Input data ->
PR #82, opened 2015-11-10
[DO NOT MERGE] Travis work

JanSchulz:
Add python 3.5 to the test matrix. We could probably remove 3.4 or so if that's too much testing, as 3.3 and 3.5 should cover the middle...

Work item -> Go through the data and copy each line exactly as it reads.

Written response ->
PR #82, opened 2015-11-10
[DO NOT MERGE] Travis work

JanSchulz:
Add python 3.5 to the test matrix. We could probably remove 3.4 or so if that's too much testing, as 3.3 and 3.5 should cover the middle...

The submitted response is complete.